Going line by line through the entries below, tally those that hold the string "first". Give only the total.

[Source information Boundary: Start]

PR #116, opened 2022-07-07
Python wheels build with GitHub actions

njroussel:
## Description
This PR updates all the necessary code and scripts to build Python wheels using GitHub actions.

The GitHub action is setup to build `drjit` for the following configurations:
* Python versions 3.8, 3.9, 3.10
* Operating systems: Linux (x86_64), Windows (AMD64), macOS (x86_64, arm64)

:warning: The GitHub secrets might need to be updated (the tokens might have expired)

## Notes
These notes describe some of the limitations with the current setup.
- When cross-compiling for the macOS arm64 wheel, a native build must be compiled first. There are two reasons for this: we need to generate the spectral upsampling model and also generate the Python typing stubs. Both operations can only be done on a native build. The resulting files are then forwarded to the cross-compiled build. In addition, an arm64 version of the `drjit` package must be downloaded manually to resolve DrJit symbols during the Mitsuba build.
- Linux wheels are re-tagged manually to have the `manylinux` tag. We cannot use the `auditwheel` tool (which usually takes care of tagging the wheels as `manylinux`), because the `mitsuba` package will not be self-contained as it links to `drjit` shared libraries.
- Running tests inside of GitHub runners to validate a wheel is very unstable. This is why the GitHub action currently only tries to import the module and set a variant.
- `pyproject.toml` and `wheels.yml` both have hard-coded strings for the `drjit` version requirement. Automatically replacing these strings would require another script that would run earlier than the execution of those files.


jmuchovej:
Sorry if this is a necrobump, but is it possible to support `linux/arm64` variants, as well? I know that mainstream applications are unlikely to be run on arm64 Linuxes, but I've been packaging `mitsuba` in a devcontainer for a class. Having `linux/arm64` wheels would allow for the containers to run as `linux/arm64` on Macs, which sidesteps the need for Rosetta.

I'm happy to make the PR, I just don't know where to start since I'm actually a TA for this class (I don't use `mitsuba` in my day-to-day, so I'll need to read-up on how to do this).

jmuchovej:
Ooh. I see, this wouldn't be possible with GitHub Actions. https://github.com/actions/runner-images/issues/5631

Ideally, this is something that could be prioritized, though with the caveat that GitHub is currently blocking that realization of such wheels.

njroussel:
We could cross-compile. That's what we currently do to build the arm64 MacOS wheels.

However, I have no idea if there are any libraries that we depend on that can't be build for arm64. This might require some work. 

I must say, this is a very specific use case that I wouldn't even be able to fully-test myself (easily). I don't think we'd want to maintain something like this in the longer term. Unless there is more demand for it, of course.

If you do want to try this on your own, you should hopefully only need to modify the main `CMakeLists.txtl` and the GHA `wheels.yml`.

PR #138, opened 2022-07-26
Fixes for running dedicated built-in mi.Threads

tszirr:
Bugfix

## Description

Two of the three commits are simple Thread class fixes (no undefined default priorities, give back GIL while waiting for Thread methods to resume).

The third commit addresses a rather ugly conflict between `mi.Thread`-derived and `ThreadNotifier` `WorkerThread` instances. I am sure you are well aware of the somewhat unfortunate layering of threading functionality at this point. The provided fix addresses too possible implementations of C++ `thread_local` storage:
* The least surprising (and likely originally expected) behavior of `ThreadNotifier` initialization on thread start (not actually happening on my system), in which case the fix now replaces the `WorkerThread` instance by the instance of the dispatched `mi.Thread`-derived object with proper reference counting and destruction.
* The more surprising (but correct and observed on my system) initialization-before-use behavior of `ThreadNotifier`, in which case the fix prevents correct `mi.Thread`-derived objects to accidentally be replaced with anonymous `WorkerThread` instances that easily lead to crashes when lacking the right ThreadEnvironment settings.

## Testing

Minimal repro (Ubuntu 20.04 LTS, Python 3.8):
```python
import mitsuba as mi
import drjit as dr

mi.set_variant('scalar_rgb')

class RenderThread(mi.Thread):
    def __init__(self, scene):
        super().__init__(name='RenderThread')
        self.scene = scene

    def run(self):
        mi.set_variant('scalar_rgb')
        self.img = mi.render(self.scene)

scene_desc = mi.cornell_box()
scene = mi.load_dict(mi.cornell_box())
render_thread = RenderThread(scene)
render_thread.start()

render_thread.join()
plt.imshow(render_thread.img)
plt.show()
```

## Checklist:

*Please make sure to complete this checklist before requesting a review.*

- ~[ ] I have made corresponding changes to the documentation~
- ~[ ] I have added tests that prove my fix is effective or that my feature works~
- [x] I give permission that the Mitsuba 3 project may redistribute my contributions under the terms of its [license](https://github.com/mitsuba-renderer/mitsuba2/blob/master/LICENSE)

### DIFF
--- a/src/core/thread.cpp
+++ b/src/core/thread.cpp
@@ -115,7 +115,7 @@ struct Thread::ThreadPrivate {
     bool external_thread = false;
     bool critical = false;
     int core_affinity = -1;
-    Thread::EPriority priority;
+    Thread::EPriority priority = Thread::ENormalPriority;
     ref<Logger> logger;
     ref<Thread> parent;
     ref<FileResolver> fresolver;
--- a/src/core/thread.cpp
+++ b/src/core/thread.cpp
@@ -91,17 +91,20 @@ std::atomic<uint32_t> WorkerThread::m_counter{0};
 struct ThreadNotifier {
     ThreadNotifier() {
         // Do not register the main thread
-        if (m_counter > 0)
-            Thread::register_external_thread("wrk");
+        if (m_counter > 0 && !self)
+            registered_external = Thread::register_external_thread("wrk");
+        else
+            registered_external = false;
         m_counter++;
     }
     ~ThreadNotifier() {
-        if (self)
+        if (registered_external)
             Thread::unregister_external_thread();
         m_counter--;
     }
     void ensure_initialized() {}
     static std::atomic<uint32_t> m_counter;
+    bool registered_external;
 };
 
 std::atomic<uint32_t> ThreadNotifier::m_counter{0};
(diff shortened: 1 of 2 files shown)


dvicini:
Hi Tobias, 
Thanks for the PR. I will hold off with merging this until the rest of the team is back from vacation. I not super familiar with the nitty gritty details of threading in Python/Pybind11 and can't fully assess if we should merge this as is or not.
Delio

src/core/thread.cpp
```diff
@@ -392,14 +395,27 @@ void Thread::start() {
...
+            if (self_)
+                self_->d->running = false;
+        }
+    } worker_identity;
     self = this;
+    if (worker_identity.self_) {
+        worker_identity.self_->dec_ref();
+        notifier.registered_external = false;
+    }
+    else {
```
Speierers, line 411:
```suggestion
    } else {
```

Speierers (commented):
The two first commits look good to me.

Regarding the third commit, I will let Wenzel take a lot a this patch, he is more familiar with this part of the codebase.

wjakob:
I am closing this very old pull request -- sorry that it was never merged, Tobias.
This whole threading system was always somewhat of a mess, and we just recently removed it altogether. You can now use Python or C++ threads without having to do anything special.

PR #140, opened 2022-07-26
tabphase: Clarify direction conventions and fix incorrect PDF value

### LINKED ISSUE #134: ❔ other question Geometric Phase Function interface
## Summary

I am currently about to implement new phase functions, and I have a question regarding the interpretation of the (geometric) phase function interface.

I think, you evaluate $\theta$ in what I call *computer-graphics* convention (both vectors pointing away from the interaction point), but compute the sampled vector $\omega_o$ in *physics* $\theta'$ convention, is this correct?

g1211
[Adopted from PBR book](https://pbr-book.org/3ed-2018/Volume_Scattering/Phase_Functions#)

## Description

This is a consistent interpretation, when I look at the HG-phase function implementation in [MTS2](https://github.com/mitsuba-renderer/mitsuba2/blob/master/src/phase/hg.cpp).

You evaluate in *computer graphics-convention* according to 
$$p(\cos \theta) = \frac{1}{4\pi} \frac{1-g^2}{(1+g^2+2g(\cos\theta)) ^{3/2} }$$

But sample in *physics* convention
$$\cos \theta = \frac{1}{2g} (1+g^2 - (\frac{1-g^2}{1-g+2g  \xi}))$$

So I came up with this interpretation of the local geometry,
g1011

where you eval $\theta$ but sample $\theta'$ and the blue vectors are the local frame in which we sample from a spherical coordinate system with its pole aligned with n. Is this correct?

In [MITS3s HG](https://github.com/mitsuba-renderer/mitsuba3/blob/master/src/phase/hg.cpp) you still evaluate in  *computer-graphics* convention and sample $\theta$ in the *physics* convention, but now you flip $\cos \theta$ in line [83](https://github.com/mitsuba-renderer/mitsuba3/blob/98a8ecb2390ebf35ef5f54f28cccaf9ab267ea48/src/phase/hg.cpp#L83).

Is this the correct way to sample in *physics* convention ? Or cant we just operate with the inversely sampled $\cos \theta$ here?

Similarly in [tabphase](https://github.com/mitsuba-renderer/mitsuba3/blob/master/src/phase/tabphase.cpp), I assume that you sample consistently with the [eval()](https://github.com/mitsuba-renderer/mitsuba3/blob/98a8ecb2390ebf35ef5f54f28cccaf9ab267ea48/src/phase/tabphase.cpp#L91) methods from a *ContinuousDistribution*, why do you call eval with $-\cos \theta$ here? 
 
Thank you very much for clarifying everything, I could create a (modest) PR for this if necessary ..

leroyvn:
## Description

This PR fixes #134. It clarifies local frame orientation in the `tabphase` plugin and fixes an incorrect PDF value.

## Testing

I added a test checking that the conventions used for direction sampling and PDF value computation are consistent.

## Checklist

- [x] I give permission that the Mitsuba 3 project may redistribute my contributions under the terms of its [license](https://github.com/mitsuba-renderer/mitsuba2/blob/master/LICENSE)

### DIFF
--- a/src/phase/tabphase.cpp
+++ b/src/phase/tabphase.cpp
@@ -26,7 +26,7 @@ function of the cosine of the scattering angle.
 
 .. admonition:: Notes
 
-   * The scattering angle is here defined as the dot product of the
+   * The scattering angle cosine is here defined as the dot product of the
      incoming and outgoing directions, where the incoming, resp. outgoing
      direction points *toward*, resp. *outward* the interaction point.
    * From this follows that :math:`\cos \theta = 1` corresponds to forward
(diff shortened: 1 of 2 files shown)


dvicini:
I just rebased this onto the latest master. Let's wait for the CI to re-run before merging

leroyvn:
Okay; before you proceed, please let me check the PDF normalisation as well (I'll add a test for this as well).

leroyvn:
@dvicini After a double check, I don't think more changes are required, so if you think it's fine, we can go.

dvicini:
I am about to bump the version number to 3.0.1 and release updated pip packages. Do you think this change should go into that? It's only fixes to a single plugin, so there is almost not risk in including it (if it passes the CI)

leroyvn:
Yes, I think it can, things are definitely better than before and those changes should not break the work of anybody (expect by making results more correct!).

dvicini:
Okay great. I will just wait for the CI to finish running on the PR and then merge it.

[Source information Boundary: End]

- _Completed task_
2